Im Jahr 2015 verbesserten sich meine Chinesischkenntnisse weiter und ich beschloss, erneut nach China zu reisen – diesmal für einen zweiwöchigen Urlaub gemeinsam mit meinem Mann. Anfangs machte mich die Verständigung auf Chinesisch noch etwas nervös, doch glücklicherweise verlief alles reibungslos. Die Tatsache, dass ich – eine alte, ergraute Dame – Chinesisch sprach, überraschte die Einheimischen sehr und stärkte mein Selbstvertrauen hinsichtlich der Kommunikation auf Chinesisch. Die dritte Phase begann im Jahr 2017, als ich nach China zurückkehrte und mich fast wie zu Hause fühlte. Meinem damaligen Chinesischlehrer Jing Wei stand ich sehr nahe, beinahe als wäre er mein eigener Sohn. Also fuhren mein Mann und ich nach Shanghai, um Jing Weis Eltern zu besuchen. Sie nahmen uns einige Tage lang sehr herzlich auf – eine unvergessliche Zeit. Später sollte meinem Mann und mir die Ehre zuteilwerden, Trauzeugen bei Jing Weis Hochzeit in Frankreich zu sein, und ich hielt sogar eine Rede auf Chinesisch. Im Jahr 2018 wurde mein Chinesischkurs für Fortgeschrittene an der Universität Oxford unerwarteterweise abgesagt. Glücklicherweise wusste ich, dass das Konfuzius-Institut weltweit für seinen Chinesischunterricht bekannt ist. Auf der Website des Konfuzius-Instituts fand ich zu meiner großen Überraschung heraus, dass die Oxford Brookes University über ein Konfuzius-Institut verfügt, das Chinesischkurse für alle Niveaustufen anbietet sowie ein Sprachcafé, Kalligrafiekurse und ein vielfältiges Kulturveranstaltungsprogramm.

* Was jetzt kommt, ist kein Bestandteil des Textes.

PR #5120, opened 2022-06-23
Flink: add sql partition functions

wuwenchi:
Add a partition function, you can easily view the partition where a value is located.
cc @kbendick thanks!


flink/v1.15/flink/src/main/java/org/apache/iceberg/flink/FlinkCatalog.java
```diff
@@ -619,12 +631,17 @@ public void alterPartition(ObjectPath tablePath, CatalogPartitionSpec partitionS
...
   @Override
   public List<String> listFunctions(String dbName) throws CatalogException {
-    return Collections.emptyList();
+    return Lists.newArrayList(partitionFunctions.keySet());
   }
 
   @Override
   public CatalogFunction getFunction(ObjectPath functionPath) throws FunctionNotExistException, CatalogException {
-    throw new FunctionNotExistException(getName(), functionPath);
+    CatalogFunction catalogFunction = partitionFunctions.get(functionPath.getObjectName());
```
kbendick, line 639: Are there any situations where this might get used for other reasons than just partition UDFs? Like accessing some other UDF that the user might have registered?

From the existing code, it looks fine. But for my own understanding, I’m still wondering if it’s possible for a user to register their own UDF that would be associated with this Catalog, and if so are we currently making it not possible to do that?

flink/v1.15/flink/src/main/java/org/apache/iceberg/flink/sink/PartitionTransformUdf.java
```diff
@@ -0,0 +1,50 @@
...
+import org.apache.iceberg.expressions.Literals;
+import org.apache.iceberg.transforms.Transform;
+import org.apache.iceberg.transforms.Transforms;
+import org.apache.iceberg.types.Type;
+import org.apache.iceberg.types.TypeUtil;
+
+public class PartitionTransformUdf {
+
+  public static class Truncate extends ScalarFunction {
+    public String eval(int num, @DataTypeHint(inputGroup = InputGroup.ANY) Object obj) {
```
kbendick, line 34: Is there any way for us to be more specific about what types this function can take? Does Flink use these annotations to check the users SQL before running the query?

flink/v1.15/flink/src/main/java/org/apache/iceberg/flink/sink/PartitionTransformUdf.java
```diff
@@ -0,0 +1,50 @@
...
+      Type type = TypeUtil.fromJavaType(obj);
+      Transform<Object, Object> truncate = Transforms.truncate(type, num);
+      Object value = truncate.apply(Literals.fromJavaType(obj).to(type).value());
```
kbendick, line 37: Do we need to do any more further type evaluation? What will happen if the type passed in is not supported?

flink/v1.15/flink/src/main/java/org/apache/iceberg/flink/sink/PartitionTransformUdf.java
```diff
@@ -0,0 +1,50 @@
...
+      return truncate.toHumanString(value);
+    }
+  }
+
+  public static class Bucket extends ScalarFunction {
+    public String eval(int num, @DataTypeHint(inputGroup = InputGroup.ANY) Object obj) {
+      Type type = TypeUtil.fromJavaType(obj);
+      Transform<Object, Integer> bucket = Transforms.bucket(type, num);
```
kbendick, line 45: Question for my own understanding:

Is it possible to make a typed version of the function? Is that common / desired generally speaking for Flink UDFs?

flink/v1.15/flink/src/test/java/org/apache/iceberg/flink/sink/TestPartitionUdf.java
```diff
@@ -0,0 +1,224 @@
...
+public class TestPartitionUdf {
+
+  public static TableEnvironment tEnv;
+
+  @BeforeClass
+  public static void before() {
+    StreamExecutionEnvironment env = StreamExecutionEnvironment.getExecutionEnvironment();
+    tEnv = StreamTableEnvironment.create(env);
+    tEnv.createTemporarySystemFunction("buckets", PartitionTransformUdf.Bucket.class);
+    tEnv.createTemporarySystemFunction("truncates", PartitionTransformUdf.Truncate.class);
```
kbendick, line 49: Question: Can we provide a single registration option so things are uniform? The `bucket` and `truncate` functions are universally needed when working with Iceberg in my opinion (though not in all situations).

If we automatically register the functions for users when the catalog is instantiated, does that have any performance impact or downsides?

Also, for naming, is it possible that we might clash with some other name (if we registered the functions for people)?

I’m working on function registration in Spark so we should ideally get our names somewhat stabilized.

I would propose `iceberg_bucket` but need to better understand how it is used.

flink/v1.15/flink/src/test/java/org/apache/iceberg/flink/sink/TestPartitionUdf.java
```diff
@@ -0,0 +1,224 @@
...
+    Assert.assertEquals(expectHumanString, sql.get(0).getField(0));
+  }
+
+  @Test
+  public void testBucketLong() {
+    Transform<Object, Integer> bucket = Transforms.bucket(Types.LongType.get(), 4);
+
+    long num = 10;
+    Integer obj = bucket.apply(num);
+    String expectHumanString = bucket.toHumanString(obj);
```
kbendick, line 92: Nit: Can we have a test where the expected human string is tested? Eg with a hard coded string value as the expected human string and then the actual value is the result of this call?

flink/v1.15/flink/src/test/java/org/apache/iceberg/flink/sink/TestPartitionUdf.java
```diff
@@ -0,0 +1,224 @@
...
+  @Test
+  public void testTruncateByteBuffer() {
+    Transform<Object, Object> truncate = Transforms.truncate(Types.BinaryType.get(), 4);
+
+    Object obj = truncate.apply(ByteBuffer.wrap(new byte[] {1, 2, 3, 4, 5, 6}));
+    String expectHumanString = truncate.toHumanString(obj);
+
+    List<Row> sql = sql("SELECT truncates(4, x'010203040506')");
+    Assert.assertEquals(expectHumanString, sql.get(0).getField(0));
+  }
```
kbendick, line 223: I’m still reviewing these tests, but for any types that are _not_ supported, can we add a test checking what happens if those types are passed in?

Assuming an exception results, then `AssertHelpers` has some methods that should be useful.

kbendick (commented):
Thanks @wuwenchi!

I left some initial feedback based on my first pass through. Im still digesting this but had some questions and some feedback. 👍

flink/v1.15/flink/src/main/java/org/apache/iceberg/flink/FlinkCatalog.java
```diff
@@ -107,11 +112,18 @@ public FlinkCatalog(
     this.catalogLoader = catalogLoader;
     this.baseNamespace = baseNamespace;
     this.cacheEnabled = cacheEnabled;
+    this.partitionFunctions = new LinkedHashMap<>();
```
kbendick, line 115: Nit: Does this have to be a LinkedHashMap? Normally we use the relocated Guava map constructors like `Maps.newHashMap()` or maybe the variant with expected size.

flink/v1.15/flink/src/main/java/org/apache/iceberg/flink/FlinkCatalog.java
wuwenchi: > Are there any situations where this might get used for other reasons than just partition UDFs? Like accessing some other UDF that the user might have registered?

Here, we mainly use these udfs to create, modify, and delete partitionSpec through flink.

> From the existing code, it looks fine. But for my own understanding, I’m still wondering if it’s possible for a user to register their own UDF that would be associated with this Catalog, and if so are we currently making it not possible to do that?

Currently, it is not supported for users to register UDF under the flink catalog. But in the next step (just next PR), I will add this feature.

But after we support users to add UDFs, I still want to add these two functions, so that users do not need to manually add them again when they want to query related partitions, I would like to provide them by default. What do you think about this?

flink/v1.15/flink/src/main/java/org/apache/iceberg/flink/sink/PartitionTransformUdf.java
wuwenchi: Because I used `InputGroup.ANY`, in terms of parameter types, flink will pass any data type and finally rely on the original process to check the data type. The specific check is in the `get` function of the corresponding transform, for example
``` java
  static <T> Truncate<T> get(Type type, int width) {
    Preconditions.checkArgument(width > 0,
        "Invalid truncate width: %s (must be > 0)", width);

    switch (type.typeId()) {
      case INTEGER:
        return (Truncate<T>) new TruncateInteger(width);
      case LONG:
         .......
      default:
            "Cannot truncate type: " + type);
    }
  }
```

Both the bucket function and the truncate function can support many parameter types. If they are all split into functions with specific parameter types, it will be redundant, because only the input parameter types are different, and the function processing process is exactly the same.
Of course, we can know which types these functions support through the case branch above. This may not seem very straightforward...

flink/v1.15/flink/src/main/java/org/apache/iceberg/flink/sink/PartitionTransformUdf.java
wuwenchi: Because `InputGroup.ANY` is used, any data type can be received. If a type that is not supported by a function is passed in, an unsupported exception will be reported in the corresponding transform, for example
```
SELECT truncates(4, TIMESTAMP '2022-05-20 10:12:55.038194');
...
  java.lang.UnsupportedOperationException: Cannot truncate type: timestamp
...
```

flink/v1.15/flink/src/main/java/org/apache/iceberg/flink/sink/PartitionTransformUdf.java
wuwenchi: I once wrote a version, but they look redundant, because only the input parameter types are different, and the function processing process is exactly the same...

flink/v1.15/flink/src/test/java/org/apache/iceberg/flink/sink/TestPartitionUdf.java
wuwenchi: Looks good, it will be clearer. I will modify it.

flink/v1.15/flink/src/test/java/org/apache/iceberg/flink/sink/TestPartitionUdf.java
wuwenchi: OK, I will add test cases for different types.

flink/v1.15/flink/src/test/java/org/apache/iceberg/flink/sink/TestPartitionUdf.java
wuwenchi: Flink supports 4 properties categories of functions:
1. Temporary system functions
2. System functions
3. Temporary catalog functions
4. Catalog functions

If user is using Ambiguous Function Reference, The resolution order is:

1. Temporary system function
2. System function
3. Temporary catalog function, in the current catalog and current database of the session
4. Catalog function, in the current catalog and current database of the session

For details https://nightlies.apache.org/flink/flink-docs-release-1.15/docs/dev/table/functions/overview/


In the code, these two functions are registered in the catalog, so 
1. If the user uses iceberg's catalog, they can use these two functions directly. 
2. If the user does not use iceberg's catalog, they need to register these two functions before using them (eg written in test).

wuwenchi: eg:
```java
  // first, create iceberg catalog
  StreamExecutionEnvironment env = StreamExecutionEnvironment.getExecutionEnvironment();
  tEnv = StreamTableEnvironment.create(env);
  tEnv.executeSql("" +
          "CREATE CATALOG hive_catalog WITH (\n" +
          "    'type'='iceberg',\n" +
          "    'catalog-type'='hive',\n" +
          .....
          "  )");
    
    // second, call function by Precise Function Reference
    tEnv.executeSql("select hive_catalog.db.buckets(200, 12341)");        // you can use function directly by Precise Function Reference under hive_catalog

    // third, or call function by Ambiguous Function Reference
    tEnv.executeSql("use catalog hive_catalog");
    tEnv.executeSql("select buckets(200, 12341)");        // you can use function directly by Ambiguous Function Reference under hive_catalog
```

flink/v1.15/flink/src/main/java/org/apache/iceberg/flink/sink/PartitionTransformUdf.java
kbendick: Yeah i don't see any point in adding that redundancy. If the function throws, will we get `null` or will the user's program terminate?

I know there's been some debate about this with other functions. I believe it was the introduction of `try_cast` which uses old `cast` semantics, though I don't recall the details.

kbendick: Follow up question: can we define our own `InputGroup`? And if we did, would the SQL compiler fail to build the program or would it still just fail at runtime?

I guess if the annotation is tightened, what will flink do when it goes to compile a program out of SQL that passes the wrong type to a `DataHint`?

flink/v1.15/flink/src/test/java/org/apache/iceberg/flink/sink/TestPartitionUdf.java
kbendick: For the ambiguous function reference here, for clarification, this will work?

Once this is merged, this might be something we want to document, or at least point user's to the Flink documentation for function resolution when we mention these UDFs.

flink/v1.15/flink/src/main/java/org/apache/iceberg/flink/FlinkCatalog.java
```diff
@@ -619,12 +630,17 @@ public void alterPartition(ObjectPath tablePath, CatalogPartitionSpec partitionS
 
   @Override
   public List<String> listFunctions(String dbName) throws CatalogException {
-    return Collections.emptyList();
+    return Lists.newArrayList(partitionFunctions.keySet());
```
rdblue, line 633: I don't think it is a good idea to make the functions accessible from any database. Instead, I think you should choose where you want to expose these functions.

flink/v1.15/flink/src/main/java/org/apache/iceberg/flink/sink/PartitionTransformUdf.java
```diff
@@ -0,0 +1,50 @@
...
+import org.apache.iceberg.transforms.Transform;
+import org.apache.iceberg.transforms.Transforms;
+import org.apache.iceberg.types.Type;
+import org.apache.iceberg.types.TypeUtil;
+
+public class PartitionTransformUdf {
+
+  public static class Truncate extends ScalarFunction {
+    public String eval(int num, @DataTypeHint(inputGroup = InputGroup.ANY) Object obj) {
+      Type type = TypeUtil.fromJavaType(obj);
```
rdblue, line 35: This shouldn't look up the correct function implementation on every call. Instead, this should define a function for every supported input type and keep a specific reference to the Iceberg transform.

flink/v1.15/flink/src/main/java/org/apache/iceberg/flink/sink/PartitionTransformUdf.java
```diff
@@ -0,0 +1,50 @@
...
+      Transform<Object, Object> truncate = Transforms.truncate(type, num);
+      Object value = truncate.apply(Literals.fromJavaType(obj).to(type).value());
+      return truncate.toHumanString(value);
```
rdblue, line 38: This should produce the original data type, not a string. Otherwise, the result is useless.

api/src/main/java/org/apache/iceberg/expressions/Literals.java
```diff
@@ -88,6 +88,22 @@ static <T> Literal<T> from(T value) {
         "Cannot create expression literal from %s: %s", value.getClass().getName(), value));
   }
 
+  public static Literal<Object> fromJavaType(Object value) {
```
rdblue, line 91: I don't think this should be added to the public API. We avoided adding support for these because Iceberg is not responsible for time zone conversions.

It would be fine to revisit that decision, but I think this is only used so that the implementation is kept simple, although it will have poor performance. Instead, I think this should define real functions that are typed, instead of accepting any input type and dynamically calling functions.

flink/v1.15/flink/src/main/java/org/apache/iceberg/flink/sink/PartitionTransformUdf.java
rdblue: Dynamically calling `bucket` based on the Java type is really dangerous. If the type is wrong, then there are going to be correctness issues. This should define a function per supported type.

rdblue (changes requested):
Thanks for working on this, @wuwenchi! I think the approach is a little off, but we should be able to get this working soon.

api/src/main/java/org/apache/iceberg/expressions/Literals.java
kbendick: +1. Particularly about keeping this out of `api` where we have compatibility guarantees.

kbendick: Also calling `Literal.of(value.toString())` for every input seems like a performance concern.

Though I agree with Ryan that with some minor changes this should be a good addition overall :)

flink/v1.15/flink/src/main/java/org/apache/iceberg/flink/sink/PartitionTransformUdf.java
wuwenchi: > can we define our own InputGroup

We can customize input and output by overriding `getTypeInference` method:
```java
@Override
public TypeInference getTypeInference(DataTypeFactory typeFactory) {
    return TypeInference.newBuilder()
            .inputTypeStrategy(...)       // custom input
            .outputTypeStrategy(...)      // custom outpout
            .build();
}
```

> And if we did, would the SQL compiler fail to build the program or would it still just fail at runtime?

If you throw an exception in `inferInputTypes`, then flink will throw exception and terminate the program:
```java
@Override
public TypeInference getTypeInference(DataTypeFactory typeFactory) {
    return TypeInference.newBuilder()
        .inputTypeStrategy(new InputTypeStrategy() {
        ...
        @Override
        public Optional<List<DataType>> inferInputTypes(CallContext callContext, boolean throwOnFailure) {
            throw new UnsupportedOperationException("exception");
        }
        ...
        })
        .build();
}

org.apache.flink.table.api.ValidationException: SQL validation failed.
...
Caused by: java.lang.UnsupportedOperationException: exception
```




> I guess if the annotation is tightened, what will flink do when it goes to compile a program out of SQL that passes the wrong type to a DataHint?

Yes, if parameter type is not matched `eval`'s parameter type , flink will throw an exception directly:
```
org.apache.flink.table.api.ValidationException: SQL validation failed. Invalid function call
```

flink/v1.15/flink/src/test/java/org/apache/iceberg/flink/sink/TestPartitionUdf.java
wuwenchi: It will work. Because if `use catalog hive_catalog` is not used, then the current catalog is the `default_catalog`, and will can't find the `buckets` function.

flink/v1.15/flink/src/main/java/org/apache/iceberg/flink/sink/PartitionTransformUdf.java
wuwenchi: For `bucket`, the original type (int) is directly returned, and the user can find the corresponding partition according to the int. But for `truncate`, if the input parameter type is binary, the original data type returned is 'ByteBuffer', and iceberg will convert it into a string after getting the buffer (https://github.com/wuwenchi/iceberg/blob/35b8558d7c0b5564fb3d47f92721534f45850cd6/api/src/main/java/org/apache/iceberg/transforms/Truncate.java#L459-L461). So, in this case, should we use string?

flink/v1.15/flink/src/main/java/org/apache/iceberg/flink/FlinkCatalog.java
wuwenchi: This interface will show all the functions under the current iceberg catalog. My idea is that these functions are registered under the iceberg catalog level, and all databases under the current iceberg catalog can be used. If the user uses a non-iceberg catalog, these functions are not visible.   I think the access boundary of these functions is the catalog level, so is it possible to not need to display or limit the database?

flink/v1.15/flink/src/main/java/org/apache/iceberg/flink/sink/PartitionTransformUdf.java
rdblue: `toHumanString` should not be used, so that all truncate functions return the same type that was passed in. The `toHumanString` method is for producing strings that can be embedded in paths, not for coercing values like this.

flink/v1.15/flink/src/main/java/org/apache/iceberg/flink/sink/PartitionTransformUdf.java
kbendick: It seems like maybe adding the TypeInference might be a good way to go.

In addition to adding a specific function for each type.

That way, if I'm not mistaken, the compiler will be able to reject any invalid input. Then, as Ryan mentioned, we should have a function for each possible type and the correct function should be picked ahead of time based on type from the compiler.

This would avoid the runtime reflection used on each function call which has large overheard and should be avoided whenever possible.

wuwenchi: Now it has been changed to the way that each parameter corresponds to a function implementation.

flink/v1.15/flink/src/main/java/org/apache/iceberg/flink/sink/PartitionTransformUdf.java
wuwenchi: Now it has been changed to the way that each parameter corresponds to a function implementation.

api/src/main/java/org/apache/iceberg/expressions/Literals.java
wuwenchi: Yes, this way is really not suitable. After the change, this function is no longer used. Deleted.

flink/v1.15/flink/src/main/java/org/apache/iceberg/flink/sink/PartitionTransformUdf.java
```diff
@@ -0,0 +1,159 @@
...
+      Transform<String, String> truncate = Transforms.truncate(Types.StringType.get(), num);
+      return truncate.apply(value);
+    }
+
+    public byte[] eval(int num, byte[] value) {
+      ByteBuffer wrap = ByteBuffer.wrap(value);
+      Transform<ByteBuffer, ByteBuffer> truncate = Transforms.truncate(Types.BinaryType.get(), num);
+      ByteBuffer byteBuffer = truncate.apply(wrap);
+      byte[] out = new byte[byteBuffer.remaining()];
+      byteBuffer.get(out, 0, out.length);
```
rdblue, line 65: This should use `ByteBuffers.toByteArray(buf)`.

flink/v1.15/flink/src/main/java/org/apache/iceberg/flink/sink/PartitionTransformUdf.java
```diff
@@ -0,0 +1,159 @@
...
+    public int eval(int num, @DataTypeHint("DATE") LocalDate value) {
+      Transform<Object, Integer> bucket = Transforms.bucket(Types.DateType.get(), num);
+      int days = (int) value.toEpochDay();
+      return bucket.apply(days);
+    }
+
+    public int eval(int num, @DataTypeHint("TIME") LocalTime value) {
+      Types.TimeType type = Types.TimeType.get();
+      Transform<Object, Integer> bucket = Transforms.bucket(type, num);
+      long micros = TimeUnit.NANOSECONDS.toMicros(value.toNanoOfDay());
```
rdblue, line 130: Can you use the conversion functions in `DateTimeUtil`?

flink/v1.15/flink/src/test/java/org/apache/iceberg/flink/sink/TestPartitionUdf.java
rdblue: Can you separate the tests for registering these as UDFs from the tests for calling them through the catalog? I want to make sure we have separate tests for those two cases.

flink/v1.15/flink/src/main/java/org/apache/iceberg/flink/sink/PartitionTransformUdf.java
```diff
@@ -0,0 +1,159 @@
...
+      return truncate.apply(value);
+    }
+
+    public long eval(int num, long value) {
+      Transform<Long, Long> truncate = Transforms.truncate(Types.LongType.get(), num);
+      return truncate.apply(value);
+    }
+
+    public String eval(int num, String value) {
+      Transform<String, String> truncate = Transforms.truncate(Types.StringType.get(), num);
```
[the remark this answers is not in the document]
wuwenchi: Do you mean like this?
```java
public class PartitionTransformUdf {

 public static Type stringType = Types.StringType.get();

  public static class Truncate extends ScalarFunction {
    public String eval(int num, String value) {
      Transform<String, String> truncate = Transforms.truncate(stringType, num);
      return truncate.apply(value);
    }
 }
```

flink/v1.15/flink/src/main/java/org/apache/iceberg/flink/sink/PartitionTransformUdf.java
wuwenchi: done

flink/v1.15/flink/src/main/java/org/apache/iceberg/flink/sink/PartitionTransformUdf.java
wuwenchi: done

flink/v1.15/flink/src/main/java/org/apache/iceberg/flink/FlinkCatalog.java
rdblue: I'm not sure whether Flink allows you to omit the database name or not, but that's up to Flink. Iceberg should not expose these functions as though they exist in all databases, though.

wuwenchi: What you said is more reasonable. It is more appropriate for this interface to display the functions registered by the user.

flink/v1.15/flink/src/main/java/org/apache/iceberg/flink/FlinkCatalog.java
```diff
@@ -624,7 +635,12 @@ public List<String> listFunctions(String dbName) throws CatalogException {
 
   @Override
   public CatalogFunction getFunction(ObjectPath functionPath) throws FunctionNotExistException, CatalogException {
-    throw new FunctionNotExistException(getName(), functionPath);
+    CatalogFunction catalogFunction = partitionFunctions.get(functionPath.getObjectName());
```
rdblue, line 638: I see that you've removed the `listFunctions` method, but that doesn't actually solve the problem -- it introduces a new one. The problem is that these functions should not be defined in every database, but that's what this `getFunction` implementation does because it ignores `functionPath.getDatabaseName()`.

Whatever this method does, `listFunctions` should be consistent with its behavior. If this will load a function, then `listFunctions` should show it.

flink/v1.15/flink/src/main/java/org/apache/iceberg/flink/sink/PartitionTransformUdf.java
```diff
@@ -0,0 +1,170 @@
...
+import org.apache.iceberg.util.Pair;
+
+public class PartitionTransformUdf {
+
+  public static class Truncate extends ScalarFunction {
+
+    public static final Cache<Tuple2<Integer, Type>, Transform<Object, Object>> TRUNCATE_CACHE =
+        Caffeine.newBuilder().build();
+
+    public static Transform<Object, Object> getTruncateTransform(int num, Type type) {
```
rdblue, line 53: There's no need for this method to be public. Can you make it private instead? Same with the cache.

Also, Iceberg does not typically use `get` in method names because it isn't helping. There is usually a better verb, or it can be omitted.

flink/v1.15/flink/src/main/java/org/apache/iceberg/flink/FlinkCatalog.java
wuwenchi: My original idea was that these functions belong to the catalog (it may not appropriate now) and that the functions are registered when the catalog is created so that users can use them directly. So I provide the function in `getFunctions` and show the function in `listFunctions`. If the function is not displayed to the user now, and these functions cannot be get directly (also functions will not be directly registered in the catalog), should we mention these functions in the documentation, and provide an example for register and use function ?

flink/v1.15/flink/src/main/java/org/apache/iceberg/flink/sink/PartitionTransformUdf.java
wuwenchi: done

flink/v1.15/flink/src/main/java/org/apache/iceberg/flink/FlinkCatalog.java
```diff
@@ -161,19 +167,33 @@ public List<String> listDatabases() throws CatalogException {
...
+        new CatalogFunctionImpl(PartitionTransformUdf.Bucket.class.getName(), FunctionLanguage.JAVA));
+    partitionFunctions.putIfAbsent(databaseName + ".truncates",
+        new CatalogFunctionImpl(PartitionTransformUdf.Truncate.class.getName(), FunctionLanguage.JAVA));
+  }
+
+  public void deregisterPartitionFunction(String databaseName) {
+    partitionFunctions.remove(databaseName + ".buckets");
+    partitionFunctions.remove(databaseName + ".truncates");
+  }
+
```
wuwenchi, line 181: If we register the function under the database, we need to first get the database where the user is currently located.  When the user enters `use database` or `create database` in sql, some interfaces will be called. If the database exists, we can register the function under the specified database.

But there is a problem here, as long as the database actually exists, even if the iceberg table does not exist in the database, these functions will be registered. This database may be a hive database, the user may have specified the wrong database, resulting in the use of a wrong database, but we will still register these functions under this database, because we cannot judge whether this database is the iceberg table, or under the database, there are not only iceberg tables, but also hive tables.


My idea is that since we can't distinguish whether there is an iceberg table under the current database, when the user specifies a database, these functions can be registered. Or, is there a good way to distinguish the above cases?

wuwenchi: @rdblue

wuwenchi: If the timing of registering functions is appropriate, these functions will be displayed in the listfunction later, and some test cases will be added.

flink/v1.15/flink/src/main/java/org/apache/iceberg/flink/FlinkCatalog.java
pvary: How Flink users/catalogs handled? Is it possible for one user to access/see other user's functions/catalogs?

pvary: Reading the doc linked below: https://nightlies.apache.org/flink/flink-docs-release-1.15/docs/dev/table/functions/overview/, I think I understand it now.

Basically we are registering temporary catalog functions, so the queries will use it anyway, and will not clash with other implementations already registered on the catalog. What happens if the user already registered a `bucket` temporary catalog function?

Why do we use catalog functions instead of system functions? I think the highest priority is the temporary system function, so if we use them we can be reasonably sure that we do not call any user define functions by mistake.

Another issue I see is that if we already has a function registered with the same name, then it might be surprising for the user that the implementation is changed for iceberg tables (not the old catalog level implementation is used, but the one registered by the Iceberg code). Using a more specific name (`iceberg_bucket`), like the one suggested by @kbendick would help to reduce the likelihood of name clashes.

pvary: I have found the answers for my deleted questions 😄

flink/v1.15/flink/src/main/java/org/apache/iceberg/flink/FlinkCatalog.java
```diff
@@ -162,20 +168,33 @@ public List<String> listDatabases() throws CatalogException {
...
       } else {
+        registerPartitionFunction(databaseName);
         return new CatalogDatabaseImpl(Maps.newHashMap(), "");
       }
     } else {
       try {
         Map<String, String> metadata =
             Maps.newHashMap(asNamespaceCatalog.loadNamespaceMetadata(toNamespace(databaseName)));
         String comment = metadata.remove("comment");
+        registerPartitionFunction(databaseName);
```
rdblue, line 197: @wuwenchi, these functions should not be registered in every known database. The problem before was not how you were tracking functions, it was the behavior. You need to change the behavior.

Here's my last comment:

> The problem is that this is effectively registering the functions in every database. Instead, choose one database where you want the functions to live. For stored procedures, we use `system`. I think that's a good idea here.

Please remove the registration code that isn't needed and update the function lookup and listing to only return these functions if the database is `system`.

wuwenchi: About the `system` database, is this database just a logical database? Is it that users cannot create tables under this library? In sql, is it not possible to execute `use iceberg_catalog.system`?  Because this is related to the list of functions, if we you cannot use `use system` to switch the currently used database, we cannot list functions under the `system`, because `show functions` can only display the functions under the current database.

rdblue: I don't see why `system` would be different than any other database. It should be a normal database.

wuwenchi: If it is a normal database, should we create it first when open catalog  like the `default` database? Because if it is not created, the user cannot see the database, but can use the functions under the `system` database, which feels a little strange.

Seitdem bin ich zum größten Fan des Konfuzius-Instituts geworden. Selbst während der Pandemie habe ich weiterhin an den Online-Kursen des Instituts teilgenommen und kam in den Genuss kostenloser Taiji -Chi-Stunden. Auch außerhalb des Unterrichts habe ich Freundschaften mit den Lehrenden des Konfuzius-Instituts geschlossen und sie oft zu mir nach Hause eingeladen. Mit zunehmendem Alter ist die Sehnsucht aus der Ferne nach den chinesischen Bräuchen und Traditionen zur vierten Phase geworden. Zurzeit bedauere ich sehr, dass wir aufgrund der gesundheitlichen Verfassung meines Mannes nicht mehr nach China reisen können. Um mir meine Langeweile zu vertreiben, sehe ich mir oft chinesische Fernsehserien im Internet an. Das hilft mir nicht nur, mehr über China zu erfahren, sondern auch, meine Chinesischkenntnisse zu verbessern. Ein weiterer freudestiftender Zeitvertreib ist das Studium von Tang-Gedichten. Ich versuche auch, meine eigene Inspiration in klassische Dichtung umzusetzen, die ich dann mit meinen Lehrern und Lehrerinnen teile. In den letzten zwei Jahren konnte ich nicht widerstehen, den Stift auf das Papier zu setzen, um über mein Leben zu berichten. Meine Autobiografie, „Erinnerungen mit einer Katze“, spiegelt die Höhen und Tiefen des Lebens wider. Während des Schreibprozesses hat sich die Verbindung zu meinen Lehrer:innen am Konfuzius-Institut weiterhin vertieft.


Vielleicht fragen Sie sich, warum ich hier über meine Beziehung zu China schreibe? Weil mir bewusst ist, dass ich dem Altern nicht entkommen kann, aber doch noch genug Zeit bleibt, um mein Herz auszuschütten. Meine zwölf Jahre des Chinesischlernens waren von großem Glück und geistiger Bereicherung erfüllt. Wenn meine Erfahrung andere dazu inspirieren könnte, einen neuen Weg einzuschlagen, so hätte ich damit einen kleinen Beitrag geleistet. Vor allem aber möchte ich meine Liebe zur chinesischen Kultur und meine Dankbarkeit gegenüber allen Lehrenden des Konfuzius-Instituts zum Ausdruck bringen, die ihr Bestes getan haben und weiterhin tun, um mich zu inspirieren. Wie Konfuzius im Analekten des Konfuzius, Liren sagte: „Wer inneren Wert hat, bleibt nicht allein; er findet sicher Freunde.“


Auch wenn die Jahre wie im Flug vergehen, freue ich mich darauf, diesen Weg gemeinsam mit Ihnen, meinen Freundinnen und Freunden zu gehen!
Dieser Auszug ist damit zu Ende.